→ **Problem requirements**
The span to repeat in the listing below runs from the line containing "PR #734, opened 2026-07-29" to the line containing "Pinning a downstream", inclusive. Repeat it exactly, and only it.

→ **Supplied material**
▬▬▬▬▬▬
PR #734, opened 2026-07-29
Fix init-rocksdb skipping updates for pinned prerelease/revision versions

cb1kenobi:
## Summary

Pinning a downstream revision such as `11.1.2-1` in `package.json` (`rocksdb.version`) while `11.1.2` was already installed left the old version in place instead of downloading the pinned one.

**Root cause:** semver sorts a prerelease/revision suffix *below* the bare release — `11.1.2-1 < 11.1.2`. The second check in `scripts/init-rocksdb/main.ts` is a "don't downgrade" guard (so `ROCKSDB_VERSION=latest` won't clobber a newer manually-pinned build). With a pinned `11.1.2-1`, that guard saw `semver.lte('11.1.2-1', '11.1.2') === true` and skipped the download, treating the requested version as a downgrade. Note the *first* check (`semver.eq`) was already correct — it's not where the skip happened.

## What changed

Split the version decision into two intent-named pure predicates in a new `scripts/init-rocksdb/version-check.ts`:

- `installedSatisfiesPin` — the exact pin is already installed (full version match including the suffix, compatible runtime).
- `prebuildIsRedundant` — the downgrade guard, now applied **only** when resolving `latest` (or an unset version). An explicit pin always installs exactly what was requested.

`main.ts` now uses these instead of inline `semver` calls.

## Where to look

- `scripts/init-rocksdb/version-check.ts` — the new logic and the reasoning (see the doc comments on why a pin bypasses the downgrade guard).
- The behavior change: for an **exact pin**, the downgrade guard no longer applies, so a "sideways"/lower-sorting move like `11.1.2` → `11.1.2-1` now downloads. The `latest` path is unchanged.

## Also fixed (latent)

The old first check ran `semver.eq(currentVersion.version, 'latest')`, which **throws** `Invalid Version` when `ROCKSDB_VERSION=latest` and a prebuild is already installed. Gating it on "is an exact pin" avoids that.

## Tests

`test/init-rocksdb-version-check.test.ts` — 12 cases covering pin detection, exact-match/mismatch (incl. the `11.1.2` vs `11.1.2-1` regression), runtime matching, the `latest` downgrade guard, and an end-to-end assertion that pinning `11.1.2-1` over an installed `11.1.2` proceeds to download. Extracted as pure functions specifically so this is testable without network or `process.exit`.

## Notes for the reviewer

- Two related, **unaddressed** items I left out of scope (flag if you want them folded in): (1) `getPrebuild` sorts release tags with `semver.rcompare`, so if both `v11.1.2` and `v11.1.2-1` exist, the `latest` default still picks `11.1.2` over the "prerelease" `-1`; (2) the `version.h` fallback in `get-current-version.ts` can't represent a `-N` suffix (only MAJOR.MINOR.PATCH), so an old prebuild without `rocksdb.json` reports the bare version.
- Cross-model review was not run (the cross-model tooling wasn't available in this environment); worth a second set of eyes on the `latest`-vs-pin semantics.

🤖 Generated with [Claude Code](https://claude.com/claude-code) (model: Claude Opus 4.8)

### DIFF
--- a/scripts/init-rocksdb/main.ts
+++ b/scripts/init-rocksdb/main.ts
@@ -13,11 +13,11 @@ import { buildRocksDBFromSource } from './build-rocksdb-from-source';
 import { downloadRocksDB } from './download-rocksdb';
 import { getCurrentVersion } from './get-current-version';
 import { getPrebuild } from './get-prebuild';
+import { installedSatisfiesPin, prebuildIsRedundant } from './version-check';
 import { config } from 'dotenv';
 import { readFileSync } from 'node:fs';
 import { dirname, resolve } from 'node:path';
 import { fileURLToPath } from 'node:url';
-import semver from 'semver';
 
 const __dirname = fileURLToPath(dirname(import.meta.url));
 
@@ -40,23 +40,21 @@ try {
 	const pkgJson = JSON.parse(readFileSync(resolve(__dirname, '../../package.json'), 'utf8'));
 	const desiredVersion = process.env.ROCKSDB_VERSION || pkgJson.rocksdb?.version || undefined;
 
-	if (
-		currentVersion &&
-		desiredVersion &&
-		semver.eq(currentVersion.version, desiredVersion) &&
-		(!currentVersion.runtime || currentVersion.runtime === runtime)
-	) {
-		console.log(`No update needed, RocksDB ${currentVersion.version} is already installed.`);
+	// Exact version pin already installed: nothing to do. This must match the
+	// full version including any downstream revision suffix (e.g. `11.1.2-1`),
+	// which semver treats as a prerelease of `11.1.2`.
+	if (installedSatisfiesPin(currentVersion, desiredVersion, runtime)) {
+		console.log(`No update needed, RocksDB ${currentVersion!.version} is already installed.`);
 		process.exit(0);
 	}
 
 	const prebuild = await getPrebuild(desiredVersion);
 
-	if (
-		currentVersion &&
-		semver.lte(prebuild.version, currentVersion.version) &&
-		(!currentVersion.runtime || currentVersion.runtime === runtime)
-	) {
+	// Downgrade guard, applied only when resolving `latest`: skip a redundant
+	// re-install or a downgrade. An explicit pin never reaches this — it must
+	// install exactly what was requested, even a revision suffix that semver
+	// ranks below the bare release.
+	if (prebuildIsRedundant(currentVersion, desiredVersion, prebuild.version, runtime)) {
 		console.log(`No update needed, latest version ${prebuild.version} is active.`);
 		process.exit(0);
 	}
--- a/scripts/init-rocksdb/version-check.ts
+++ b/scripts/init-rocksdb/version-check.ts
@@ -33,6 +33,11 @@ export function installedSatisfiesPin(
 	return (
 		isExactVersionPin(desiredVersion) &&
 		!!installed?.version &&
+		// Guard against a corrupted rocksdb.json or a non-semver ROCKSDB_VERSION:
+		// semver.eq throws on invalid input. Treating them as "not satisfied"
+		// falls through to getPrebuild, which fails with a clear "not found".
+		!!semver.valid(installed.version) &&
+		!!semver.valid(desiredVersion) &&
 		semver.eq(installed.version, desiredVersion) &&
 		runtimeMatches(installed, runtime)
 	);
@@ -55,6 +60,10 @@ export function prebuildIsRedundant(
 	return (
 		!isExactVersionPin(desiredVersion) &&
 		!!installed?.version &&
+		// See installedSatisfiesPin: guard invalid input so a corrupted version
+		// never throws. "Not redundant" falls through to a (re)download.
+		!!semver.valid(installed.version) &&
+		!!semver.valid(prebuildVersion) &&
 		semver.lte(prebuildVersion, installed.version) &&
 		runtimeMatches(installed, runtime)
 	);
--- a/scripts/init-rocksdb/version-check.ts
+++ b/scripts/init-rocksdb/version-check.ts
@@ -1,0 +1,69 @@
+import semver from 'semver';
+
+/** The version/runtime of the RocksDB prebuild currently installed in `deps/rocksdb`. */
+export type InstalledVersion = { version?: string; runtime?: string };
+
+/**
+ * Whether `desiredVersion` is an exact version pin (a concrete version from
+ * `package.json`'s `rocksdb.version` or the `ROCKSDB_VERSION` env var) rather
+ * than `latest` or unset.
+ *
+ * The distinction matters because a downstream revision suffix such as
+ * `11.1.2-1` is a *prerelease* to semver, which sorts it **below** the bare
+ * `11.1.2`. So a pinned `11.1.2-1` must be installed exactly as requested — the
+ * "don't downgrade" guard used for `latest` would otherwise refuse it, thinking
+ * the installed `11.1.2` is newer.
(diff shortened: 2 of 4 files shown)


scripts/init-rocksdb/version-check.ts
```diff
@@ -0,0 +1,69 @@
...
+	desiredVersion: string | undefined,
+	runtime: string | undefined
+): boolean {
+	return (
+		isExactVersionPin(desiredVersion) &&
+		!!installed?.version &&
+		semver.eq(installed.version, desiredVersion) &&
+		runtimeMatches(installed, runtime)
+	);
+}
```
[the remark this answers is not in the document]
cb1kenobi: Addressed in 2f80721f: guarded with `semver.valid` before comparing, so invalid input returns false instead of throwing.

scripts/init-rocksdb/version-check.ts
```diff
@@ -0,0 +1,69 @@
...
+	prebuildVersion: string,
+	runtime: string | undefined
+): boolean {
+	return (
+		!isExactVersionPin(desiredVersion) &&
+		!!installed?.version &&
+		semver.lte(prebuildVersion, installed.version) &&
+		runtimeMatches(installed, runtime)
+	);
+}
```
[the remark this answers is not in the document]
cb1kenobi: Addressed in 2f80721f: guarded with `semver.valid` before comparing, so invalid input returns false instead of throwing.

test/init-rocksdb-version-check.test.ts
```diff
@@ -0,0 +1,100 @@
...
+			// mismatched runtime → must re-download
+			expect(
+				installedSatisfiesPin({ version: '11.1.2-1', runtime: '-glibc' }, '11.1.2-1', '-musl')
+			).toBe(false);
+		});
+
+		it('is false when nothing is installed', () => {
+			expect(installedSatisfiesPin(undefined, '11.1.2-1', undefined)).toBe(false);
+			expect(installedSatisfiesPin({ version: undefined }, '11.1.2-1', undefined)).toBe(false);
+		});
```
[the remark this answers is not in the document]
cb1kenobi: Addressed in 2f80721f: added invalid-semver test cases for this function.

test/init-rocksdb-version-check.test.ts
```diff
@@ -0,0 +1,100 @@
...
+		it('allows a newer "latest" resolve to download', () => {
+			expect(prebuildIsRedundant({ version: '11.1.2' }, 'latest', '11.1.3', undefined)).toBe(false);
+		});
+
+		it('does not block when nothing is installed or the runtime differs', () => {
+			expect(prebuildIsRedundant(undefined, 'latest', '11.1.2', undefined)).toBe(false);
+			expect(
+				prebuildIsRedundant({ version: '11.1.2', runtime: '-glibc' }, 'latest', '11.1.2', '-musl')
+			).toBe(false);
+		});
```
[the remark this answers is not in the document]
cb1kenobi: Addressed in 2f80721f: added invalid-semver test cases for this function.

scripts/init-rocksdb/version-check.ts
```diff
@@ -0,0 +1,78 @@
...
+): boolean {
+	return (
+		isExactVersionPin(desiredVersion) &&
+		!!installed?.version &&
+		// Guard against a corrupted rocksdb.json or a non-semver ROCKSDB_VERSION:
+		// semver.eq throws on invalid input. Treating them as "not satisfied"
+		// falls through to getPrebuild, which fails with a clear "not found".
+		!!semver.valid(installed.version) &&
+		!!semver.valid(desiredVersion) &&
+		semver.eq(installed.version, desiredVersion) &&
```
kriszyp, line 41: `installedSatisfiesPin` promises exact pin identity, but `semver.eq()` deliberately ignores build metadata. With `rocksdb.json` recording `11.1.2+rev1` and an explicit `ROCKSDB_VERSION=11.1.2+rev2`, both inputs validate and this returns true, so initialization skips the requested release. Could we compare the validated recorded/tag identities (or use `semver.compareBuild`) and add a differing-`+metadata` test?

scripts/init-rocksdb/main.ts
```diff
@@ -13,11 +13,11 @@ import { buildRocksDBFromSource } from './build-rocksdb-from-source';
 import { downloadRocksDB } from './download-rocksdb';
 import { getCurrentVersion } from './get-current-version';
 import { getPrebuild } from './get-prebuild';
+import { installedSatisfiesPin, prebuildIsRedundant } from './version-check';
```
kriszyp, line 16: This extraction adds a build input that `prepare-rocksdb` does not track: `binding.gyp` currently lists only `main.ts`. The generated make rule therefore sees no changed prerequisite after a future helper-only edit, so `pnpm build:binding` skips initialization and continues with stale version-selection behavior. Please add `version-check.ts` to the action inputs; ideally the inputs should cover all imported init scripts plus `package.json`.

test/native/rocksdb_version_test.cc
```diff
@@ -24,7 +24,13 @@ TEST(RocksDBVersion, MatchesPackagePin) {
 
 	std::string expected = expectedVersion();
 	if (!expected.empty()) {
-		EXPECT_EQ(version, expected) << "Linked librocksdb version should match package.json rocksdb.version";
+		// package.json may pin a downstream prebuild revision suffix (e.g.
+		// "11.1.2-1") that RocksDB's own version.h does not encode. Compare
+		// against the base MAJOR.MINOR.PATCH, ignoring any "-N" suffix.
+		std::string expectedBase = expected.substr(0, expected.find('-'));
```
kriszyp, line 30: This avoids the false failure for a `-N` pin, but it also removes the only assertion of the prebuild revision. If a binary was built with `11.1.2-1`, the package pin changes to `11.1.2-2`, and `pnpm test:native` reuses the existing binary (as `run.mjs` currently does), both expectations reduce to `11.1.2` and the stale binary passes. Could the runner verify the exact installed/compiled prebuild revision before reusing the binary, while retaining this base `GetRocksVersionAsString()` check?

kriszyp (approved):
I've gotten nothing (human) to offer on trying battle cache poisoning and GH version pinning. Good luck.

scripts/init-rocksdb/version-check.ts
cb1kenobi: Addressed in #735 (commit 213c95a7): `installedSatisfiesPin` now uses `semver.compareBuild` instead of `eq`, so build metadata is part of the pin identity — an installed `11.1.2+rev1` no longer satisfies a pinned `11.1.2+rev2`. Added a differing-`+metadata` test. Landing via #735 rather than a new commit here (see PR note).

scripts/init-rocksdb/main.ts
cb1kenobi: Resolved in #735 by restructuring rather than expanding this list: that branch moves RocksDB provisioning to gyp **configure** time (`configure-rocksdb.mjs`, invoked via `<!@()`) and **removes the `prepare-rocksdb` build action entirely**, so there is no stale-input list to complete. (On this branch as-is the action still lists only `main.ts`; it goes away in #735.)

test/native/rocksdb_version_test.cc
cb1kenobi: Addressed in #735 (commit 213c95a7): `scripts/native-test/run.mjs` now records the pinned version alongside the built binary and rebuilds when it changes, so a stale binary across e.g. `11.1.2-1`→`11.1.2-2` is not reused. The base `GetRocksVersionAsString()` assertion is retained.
▬▬▬▬▬▬
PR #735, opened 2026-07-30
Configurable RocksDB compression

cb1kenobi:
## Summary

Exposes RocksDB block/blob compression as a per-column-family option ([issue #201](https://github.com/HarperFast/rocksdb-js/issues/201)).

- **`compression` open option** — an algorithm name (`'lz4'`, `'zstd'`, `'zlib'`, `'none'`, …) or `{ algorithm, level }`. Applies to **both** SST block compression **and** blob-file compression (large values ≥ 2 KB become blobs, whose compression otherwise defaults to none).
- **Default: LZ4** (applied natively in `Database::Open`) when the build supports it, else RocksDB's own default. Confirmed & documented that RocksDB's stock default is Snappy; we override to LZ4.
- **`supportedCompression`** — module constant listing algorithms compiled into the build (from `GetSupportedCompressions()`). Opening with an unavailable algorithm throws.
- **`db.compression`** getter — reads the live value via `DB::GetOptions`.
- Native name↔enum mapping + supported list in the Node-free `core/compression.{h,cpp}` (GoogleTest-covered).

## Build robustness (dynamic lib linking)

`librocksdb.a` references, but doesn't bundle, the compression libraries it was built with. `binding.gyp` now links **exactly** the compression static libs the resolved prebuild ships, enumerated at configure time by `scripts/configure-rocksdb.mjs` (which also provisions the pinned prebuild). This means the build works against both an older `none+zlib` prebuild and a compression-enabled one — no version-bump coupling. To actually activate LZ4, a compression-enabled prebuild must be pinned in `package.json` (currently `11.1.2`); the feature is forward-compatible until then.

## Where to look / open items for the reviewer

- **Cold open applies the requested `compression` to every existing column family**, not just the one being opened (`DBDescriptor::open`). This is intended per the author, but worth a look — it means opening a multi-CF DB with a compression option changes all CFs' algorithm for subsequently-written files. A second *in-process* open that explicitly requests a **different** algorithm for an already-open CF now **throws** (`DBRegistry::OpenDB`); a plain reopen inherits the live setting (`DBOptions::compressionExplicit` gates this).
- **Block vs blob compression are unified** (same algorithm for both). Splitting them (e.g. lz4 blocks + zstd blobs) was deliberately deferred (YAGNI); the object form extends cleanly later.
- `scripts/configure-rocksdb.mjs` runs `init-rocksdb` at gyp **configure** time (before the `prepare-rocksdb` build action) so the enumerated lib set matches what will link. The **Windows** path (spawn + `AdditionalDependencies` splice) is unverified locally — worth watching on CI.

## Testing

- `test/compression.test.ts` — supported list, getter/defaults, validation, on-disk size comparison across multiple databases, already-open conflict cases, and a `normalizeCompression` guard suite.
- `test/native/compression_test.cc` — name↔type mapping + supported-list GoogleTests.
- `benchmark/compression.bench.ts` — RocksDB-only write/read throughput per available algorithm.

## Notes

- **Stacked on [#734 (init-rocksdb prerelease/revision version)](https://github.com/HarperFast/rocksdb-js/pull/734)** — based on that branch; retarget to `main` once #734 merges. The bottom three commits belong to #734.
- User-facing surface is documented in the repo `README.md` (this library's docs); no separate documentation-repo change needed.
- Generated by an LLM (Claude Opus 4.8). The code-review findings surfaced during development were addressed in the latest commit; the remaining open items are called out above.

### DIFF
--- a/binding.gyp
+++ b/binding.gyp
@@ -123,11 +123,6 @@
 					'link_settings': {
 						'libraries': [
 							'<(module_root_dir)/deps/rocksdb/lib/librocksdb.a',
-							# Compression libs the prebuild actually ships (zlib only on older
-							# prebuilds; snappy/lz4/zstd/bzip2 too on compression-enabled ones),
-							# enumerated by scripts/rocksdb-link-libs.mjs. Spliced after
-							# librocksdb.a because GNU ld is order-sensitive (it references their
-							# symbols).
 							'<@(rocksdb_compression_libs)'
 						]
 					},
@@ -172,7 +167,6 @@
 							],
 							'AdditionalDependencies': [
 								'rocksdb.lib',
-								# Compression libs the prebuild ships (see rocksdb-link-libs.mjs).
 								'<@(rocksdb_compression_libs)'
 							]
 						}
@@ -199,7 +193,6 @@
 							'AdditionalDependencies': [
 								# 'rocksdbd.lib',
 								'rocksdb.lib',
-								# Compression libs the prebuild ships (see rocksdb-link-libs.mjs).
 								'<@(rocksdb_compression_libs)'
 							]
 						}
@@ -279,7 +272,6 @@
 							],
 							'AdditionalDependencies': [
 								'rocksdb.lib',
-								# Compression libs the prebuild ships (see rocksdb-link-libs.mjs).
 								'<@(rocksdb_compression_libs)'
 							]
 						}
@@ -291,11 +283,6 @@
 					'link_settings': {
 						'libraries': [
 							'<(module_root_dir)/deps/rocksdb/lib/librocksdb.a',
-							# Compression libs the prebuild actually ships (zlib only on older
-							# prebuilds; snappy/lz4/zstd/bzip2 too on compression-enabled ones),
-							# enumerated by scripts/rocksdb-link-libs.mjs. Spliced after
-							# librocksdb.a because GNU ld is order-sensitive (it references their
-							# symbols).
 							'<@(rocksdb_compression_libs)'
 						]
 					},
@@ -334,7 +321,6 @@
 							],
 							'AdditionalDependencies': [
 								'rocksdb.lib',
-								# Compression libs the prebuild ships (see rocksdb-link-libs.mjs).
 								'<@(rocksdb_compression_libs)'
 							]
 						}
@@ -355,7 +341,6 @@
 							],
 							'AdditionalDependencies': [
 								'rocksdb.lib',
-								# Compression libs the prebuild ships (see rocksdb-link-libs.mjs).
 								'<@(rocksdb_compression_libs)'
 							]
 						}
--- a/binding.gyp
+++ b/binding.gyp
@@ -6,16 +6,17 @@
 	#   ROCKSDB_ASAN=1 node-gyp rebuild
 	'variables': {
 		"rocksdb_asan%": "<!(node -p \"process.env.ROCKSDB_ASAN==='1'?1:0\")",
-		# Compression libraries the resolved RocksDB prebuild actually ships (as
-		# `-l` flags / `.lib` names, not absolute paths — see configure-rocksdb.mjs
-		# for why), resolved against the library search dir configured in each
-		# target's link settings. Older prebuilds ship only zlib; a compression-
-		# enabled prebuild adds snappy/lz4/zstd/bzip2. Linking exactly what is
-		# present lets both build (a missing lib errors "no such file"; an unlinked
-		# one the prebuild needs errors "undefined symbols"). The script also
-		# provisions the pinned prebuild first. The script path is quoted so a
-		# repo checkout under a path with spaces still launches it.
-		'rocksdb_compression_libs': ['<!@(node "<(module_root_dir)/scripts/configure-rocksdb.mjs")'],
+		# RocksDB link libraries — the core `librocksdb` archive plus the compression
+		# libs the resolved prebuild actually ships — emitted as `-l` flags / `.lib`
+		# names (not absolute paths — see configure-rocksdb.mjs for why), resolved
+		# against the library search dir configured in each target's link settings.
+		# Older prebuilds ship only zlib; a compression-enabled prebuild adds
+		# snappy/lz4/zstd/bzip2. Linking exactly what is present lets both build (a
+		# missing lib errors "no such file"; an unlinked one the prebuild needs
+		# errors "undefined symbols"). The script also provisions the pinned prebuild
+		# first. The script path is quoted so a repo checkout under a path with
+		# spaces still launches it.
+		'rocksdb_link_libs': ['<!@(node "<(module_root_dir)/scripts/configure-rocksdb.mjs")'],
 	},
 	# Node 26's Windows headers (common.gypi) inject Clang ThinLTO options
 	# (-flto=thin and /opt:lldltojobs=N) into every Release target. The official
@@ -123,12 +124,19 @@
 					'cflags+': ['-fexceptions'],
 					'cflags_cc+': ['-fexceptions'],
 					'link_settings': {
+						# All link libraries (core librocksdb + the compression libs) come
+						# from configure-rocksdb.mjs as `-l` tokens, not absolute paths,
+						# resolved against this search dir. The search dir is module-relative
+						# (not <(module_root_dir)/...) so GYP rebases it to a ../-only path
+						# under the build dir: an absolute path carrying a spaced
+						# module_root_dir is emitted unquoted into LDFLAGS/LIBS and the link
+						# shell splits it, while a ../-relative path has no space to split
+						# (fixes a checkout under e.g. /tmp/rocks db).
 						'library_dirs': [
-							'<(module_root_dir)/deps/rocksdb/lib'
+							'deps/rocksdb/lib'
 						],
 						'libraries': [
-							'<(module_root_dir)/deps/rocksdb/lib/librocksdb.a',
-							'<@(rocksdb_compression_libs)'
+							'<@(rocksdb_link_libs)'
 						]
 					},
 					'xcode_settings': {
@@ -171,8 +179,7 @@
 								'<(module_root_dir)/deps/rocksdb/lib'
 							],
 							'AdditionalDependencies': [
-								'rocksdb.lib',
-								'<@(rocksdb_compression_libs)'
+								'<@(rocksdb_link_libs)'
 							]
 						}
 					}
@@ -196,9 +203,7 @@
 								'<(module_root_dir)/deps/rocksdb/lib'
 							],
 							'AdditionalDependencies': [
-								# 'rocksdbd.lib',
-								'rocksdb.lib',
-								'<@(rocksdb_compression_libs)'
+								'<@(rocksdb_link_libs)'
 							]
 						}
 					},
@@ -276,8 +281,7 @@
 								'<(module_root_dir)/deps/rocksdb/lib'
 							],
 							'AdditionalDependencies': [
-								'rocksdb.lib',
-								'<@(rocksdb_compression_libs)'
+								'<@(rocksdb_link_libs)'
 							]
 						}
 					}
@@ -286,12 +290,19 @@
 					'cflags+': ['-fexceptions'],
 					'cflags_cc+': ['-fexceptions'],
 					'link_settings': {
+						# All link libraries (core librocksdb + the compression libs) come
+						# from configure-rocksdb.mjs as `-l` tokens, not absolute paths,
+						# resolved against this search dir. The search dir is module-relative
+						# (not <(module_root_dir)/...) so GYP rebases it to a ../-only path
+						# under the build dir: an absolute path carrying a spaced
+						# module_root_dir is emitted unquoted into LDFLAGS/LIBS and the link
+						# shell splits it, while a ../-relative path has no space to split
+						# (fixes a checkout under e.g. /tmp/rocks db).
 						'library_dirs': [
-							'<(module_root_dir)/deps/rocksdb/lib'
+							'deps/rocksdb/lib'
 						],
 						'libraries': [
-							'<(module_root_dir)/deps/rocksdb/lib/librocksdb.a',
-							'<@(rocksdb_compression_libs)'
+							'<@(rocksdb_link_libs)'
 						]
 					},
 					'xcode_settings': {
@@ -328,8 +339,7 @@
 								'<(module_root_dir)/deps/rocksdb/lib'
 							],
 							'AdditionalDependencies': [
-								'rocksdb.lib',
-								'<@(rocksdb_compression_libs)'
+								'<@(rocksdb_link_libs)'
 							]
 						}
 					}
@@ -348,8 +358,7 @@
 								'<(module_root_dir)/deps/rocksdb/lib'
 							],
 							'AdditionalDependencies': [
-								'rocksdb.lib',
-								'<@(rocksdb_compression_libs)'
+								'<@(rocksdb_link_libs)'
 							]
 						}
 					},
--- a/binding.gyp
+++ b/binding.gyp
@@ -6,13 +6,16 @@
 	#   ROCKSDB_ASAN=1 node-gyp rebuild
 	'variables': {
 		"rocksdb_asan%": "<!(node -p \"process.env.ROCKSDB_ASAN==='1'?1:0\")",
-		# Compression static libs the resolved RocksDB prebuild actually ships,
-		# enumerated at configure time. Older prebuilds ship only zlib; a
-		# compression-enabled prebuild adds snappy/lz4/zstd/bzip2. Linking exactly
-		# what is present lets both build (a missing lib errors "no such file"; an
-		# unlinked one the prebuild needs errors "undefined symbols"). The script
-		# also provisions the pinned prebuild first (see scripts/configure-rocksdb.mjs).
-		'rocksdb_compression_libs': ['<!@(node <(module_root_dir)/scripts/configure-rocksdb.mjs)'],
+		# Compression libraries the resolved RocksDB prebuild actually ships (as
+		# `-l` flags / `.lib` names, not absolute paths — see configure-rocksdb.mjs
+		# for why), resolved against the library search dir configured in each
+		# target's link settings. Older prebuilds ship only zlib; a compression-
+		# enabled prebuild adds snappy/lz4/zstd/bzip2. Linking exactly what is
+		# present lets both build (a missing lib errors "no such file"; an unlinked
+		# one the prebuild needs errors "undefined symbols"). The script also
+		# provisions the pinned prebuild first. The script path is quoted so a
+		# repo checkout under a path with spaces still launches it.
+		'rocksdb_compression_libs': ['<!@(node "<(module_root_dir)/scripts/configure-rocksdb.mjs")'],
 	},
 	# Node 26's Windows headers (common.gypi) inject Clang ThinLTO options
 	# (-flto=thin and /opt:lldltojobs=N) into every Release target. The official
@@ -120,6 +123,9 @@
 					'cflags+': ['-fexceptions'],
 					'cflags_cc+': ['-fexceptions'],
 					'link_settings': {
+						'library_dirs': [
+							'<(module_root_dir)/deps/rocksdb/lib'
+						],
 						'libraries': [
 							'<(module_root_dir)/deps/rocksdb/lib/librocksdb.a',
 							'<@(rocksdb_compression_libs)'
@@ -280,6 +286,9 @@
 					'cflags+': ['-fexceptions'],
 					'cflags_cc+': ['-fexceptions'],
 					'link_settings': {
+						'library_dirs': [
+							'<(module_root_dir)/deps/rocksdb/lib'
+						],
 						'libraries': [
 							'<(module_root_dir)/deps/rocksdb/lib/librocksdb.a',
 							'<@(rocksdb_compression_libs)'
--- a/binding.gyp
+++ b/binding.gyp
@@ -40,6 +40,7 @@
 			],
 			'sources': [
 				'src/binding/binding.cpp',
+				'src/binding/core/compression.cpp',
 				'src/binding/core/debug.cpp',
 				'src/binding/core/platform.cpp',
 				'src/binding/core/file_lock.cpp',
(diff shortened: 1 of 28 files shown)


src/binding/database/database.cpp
▬▬▬▬▬▬
→ **Written answer**
PR #734, opened 2026-07-29
Fix init-rocksdb skipping updates for pinned prerelease/revision versions

cb1kenobi:
## Summary

Pinning a downstream revision such as `11.1.2-1` in `package.json` (`rocksdb.version`) while `11.1.2` was already installed left the old version in place instead of downloading the pinned one.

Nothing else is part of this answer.